I want to use Bayes' theorem to calculate the probability that a totally hypothetical religion H is true considering the fact in light of two independent pieces of evidence. I'll make up values for the example, but let's say the prior probability of H being true $P(H) = 0.01$ (let's say one of 100 religions which includes H must be true).
For the first piece of evidence, a hidden skip code in H's ancient scriptures indicates that the ancients had supernatural access to knowledge of future events. If H really were true, we would expect about an 80% chance that some kind of code like that would exist. If H were not true though, there would only be a 10% chance that a code like that would randomly be present anyway. So I'll say $P(E1|H) = 0.8$ and $P(E1|H') = 0.1$.
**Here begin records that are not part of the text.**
PR #181, opened 2026-04-26
Cover send_prompt post-lock race-condition branches

jhgaylor:
## Summary

- Stacked on top of #180.
- Two race-window branches in `send_prompt`'s transaction that protect against duplicate turn enqueueing under concurrent calls:
  - **Post-lock `check_can_accept_prompt`**: pre-lock saw `completed` or `pending` (pass), but a concurrent worker raced to flip the row to `running` / `terminated` / `failed` before the row lock landed. Without it, a duplicate turn would be queued against a session whose worker is mid-flight, risking a second runtime CLI invocation on the same Sprite.
  - **Post-lock pending check**: `check_can_accept_prompt` allows `pending` (it's the initial state of a fresh session), so two concurrent `send_prompt` calls both pass the pre-check. Only the explicit `if locked.status == "pending"` after the lock distinguishes them — without it, two callers each enqueue a turn against the same session.
- Tests reach the branches by:
  - patching `check_can_accept_prompt` to return `None` on call #1 and a 409 on call #2 (simulating the racing transition), and
  - patching `select_for_update` so the locked row reports `status="pending"` (simulating a sibling caller who won the lock).
- Pins lines 449 and 455. `views/sessions.py` 98.18% → 98.91%; total 98.40% → 98.49%.

## Test plan

- [x] `make test` passes (559 passed, +2)
- [x] `make coverage` reports `views/sessions.py` 98.91%

### DIFF
--- a/tests/test_session_views.py
+++ b/tests/test_session_views.py
@@ -284,6 +284,95 @@ def test_send_prompt_when_sprite_is_gone_returns_409(
 
 
 @pytest.mark.django_db
+def test_send_prompt_post_lock_status_change_returns_409(
+    client, auth_headers, runtime_key, user, mocker
+):
+    """send_prompt runs check_can_accept_prompt twice — once before
+    acquiring the row lock (fast-fail) and once after (race-safe). If a
+    concurrent worker transitioned the session from 'completed' to
+    'running' between those two checks, the post-lock check must reject
+    with the same 409 message — without this branch, a duplicate turn
+    would be enqueued for a session whose worker is already mid-flight,
+    risking a second runtime CLI invocation against the same Sprite.
+
+    Reaches the branch by patching `check_can_accept_prompt` to return
+    None on the first call (pre-lock pass) and a 409 on the second call
+    (post-lock rejection), simulating the racing transition."""
+    from django.http import JsonResponse
+
+    session = AgentSession.objects.create(
+        user=user, runtime="claude", prompt="x", status="completed", sprite_name="s"
+    )
+    fake_sprite = object()
+    mocker.patch(
+        "agent_on_demand.views.sessions.session_service.resume_session",
+        return_value=fake_sprite,
+    )
+    call = {"n": 0}
+
+    def staggered_check(status):
+        call["n"] += 1
+        if call["n"] == 1:
+            return None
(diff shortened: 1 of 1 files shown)


jhgaylor:
Reviewed against the production code in `src/agent_on_demand/views/sessions.py`.

**Test 1 (`test_send_prompt_post_lock_status_change_returns_409`)** — correct. The `call["n"] == 2` assertion is a good guard that both checks actually ran; the mock returns 409 on call #2 regardless of the argument value, which is fine here since the point is to exercise the branch, not the discriminator logic.

**Test 2 (`test_send_prompt_post_lock_pending_race_returns_409`)** — two things worth noting:

1. `FakeLockedQS.get()` ignores all `**kwargs`. The production call is `AgentSession.objects.select_for_update().get(pk=session.id)` — it happens to match by closure, but if the pk were wrong the test would silently return the wrong object. Worth adding a sanity assertion: `assert kwargs.get("pk") == session.id`.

For the second piece of evidence, archeologists discovered ruins which contradict with a claim in H's scriptures. If H were not true, we would expect a 50% chance of finding some such ruins. And there's only a 1% chance that the archeologists could be wrong or that it is theologically acceptable for this contradiction to exist. So I'll say $P(E2|H) = 0.01$ and $P(E2|H') = 0.5$.
So then I have an equation for Bayes' theorem considering these two separate observations like this:
$$P(H|E1, E2) = \frac{P(E1|H) * P(E2|H) * P(H)}{P(E1|H) * P(E2|H) * P(H) + P(E1|H’) * P(E2|H’) * P(H’)} $$
$$P(H|E1, E2) = \frac{0.8 * 0.01 * 0.01}{0.8 * 0.01 * 0.01 + 0.1 * 0.5 * 0.99} $$
$$P(H|E1, E2) = 0.0016 $$
Is this math okay? Or is there a problem calculating it like this, and if so what would be the correct approach?
You've got the correct approach, you are applying Bayes theorem correctly for the numbers in your example.